"Los socios de la sociedad apelante vieron, aparentemente, una ventaja para sí mismos al registrar el coche específicamente a nombre de la sociedad. A cambio de este beneficio, también deben asumir la responsabilidad por delitos como los delitos en cuestión, que se cometieron mientras gestionaban los negocios de la sociedad por quienes realmente se dedican a estos negocios.".

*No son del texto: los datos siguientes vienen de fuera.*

PR #13604, opened 2026-02-26
Center menu on monitor if applet in center zone of horizontal panel

fredcw:
Fixes https://github.com/orgs/linuxmint/discussions/555

### DIFF
--- a/files/usr/share/cinnamon/applets/menu@cinnamon.org/applet.js
+++ b/files/usr/share/cinnamon/applets/menu@cinnamon.org/applet.js
@@ -1243,6 +1243,7 @@ class CinnamonMenuApplet extends Applet.TextIconApplet {
     constructor(orientation, panel_height, instance_id) {
         super(orientation, panel_height, instance_id);
 
+        this.orientation = orientation;
         this.setAllowedLayout(Applet.AllowedLayout.BOTH);
 
         this.set_applet_tooltip(_("Menu"));
@@ -1507,6 +1508,7 @@ class CinnamonMenuApplet extends Applet.TextIconApplet {
     }
 
     on_orientation_changed (orientation) {
+        this.orientation = orientation;
         this._updateIconAndLabel();
         this._size_dirty = true;
     }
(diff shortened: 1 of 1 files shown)


anaximeno:
Shouldn't it be centered over the applet in general, then, instead of the monitor? (seems to already be the behavior, probably better setting this as a settings option then imo)

fredcw:
Normally it's centered over the applet, yes. But with Cinnamenu, a few people requested that it be centered on the monitor when the applet is in the center zone of the panel and it's been this way in Cinnamenu for 4 years and nobody's complained yet so I don't think it needs to be an option. This also matches the windows 11 menu behaviour.

anaximeno:
I see, sounds like a potential UX improvement for that case. I see it as being useful for users who rely on opening the menu mostly using the keyboard shortcut in cases when the menu is in the center area, since, unlike when you use the cursor, you don't have complete spatial awareness for the menu applet button (to figure were the menu will appear), but on the other side it can be a bit weird for those using the mouse cursor, I imagine. However, I don't have a strong position on this (I mean it being a settings option or just the default behavior in that); so I'm ok with whatever the Mint team arbitrates on that :-)

Just one last point here, you might want to update `this.orientation` in the `on_orientation_changed` method as well, to handle when the menu is moved from a horizontal panel to a vertical one.

I also found this issue (that was there before) while testing the point above. Also, add `this.menu.setOrientation(orientation)` in the `on_orientation_changed` as well, so the menu recognizes that in that case (otherwise it'll appear displaced on the screen when you move the panel from horizontal to vertical).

Posteriormente, la jurisprudencia determinó que la doctrina de los órganos es la base para imponer responsabilidad penal a una sociedad, incluso antes de la promulgación del artículo 23 de la Ley Penal.
En Criminal Appeal 137/79 Galant contra MI, IsrSC 35 (3) 746 (publicado en Nevo, 1981, en adelante: el caso Gallant), se presentó una acusación contra una empresa y su gerente por el delito de retirar cheques sin cubrimiento. La cuestión era si un accionista y gestor de la empresa, que cobra cheques en su nombre, es penalmente responsable, o si solo la empresa es responsable. El juez Ben Porat impuso responsabilidad tanto a la empresa, al propietario como al gerente, dictaminando que las acciones de este último se atribuyen a la empresa, ya que él era manos de la empresa y de la protesta. El Honorable Juez M. Ben Porat señaló (párrafo 3 en la p. 748 de su sentencia):
"Es bien sabido que una sociedad no puede, por su propia naturaleza y naturaleza, desempeñar sus funciones salvo a través de las personas, que son de carne y hueso. Ella misma no tiene capacidad para actuar ni pensar, y es como material en manos del creador. Según el enfoque, que ha echado raíces en la ley israelí, como en Inglaterra y Estados Unidos, la madre del emisario, que llevó a cabo el actus reus en el transcurso de su papel en la sociedad, era considerada, debido a su estatus, su "cerebro" o "el otro yo" ("alter ego tragado")g) también se le atribuyen sus acciones, su conocimiento e intención criminal;".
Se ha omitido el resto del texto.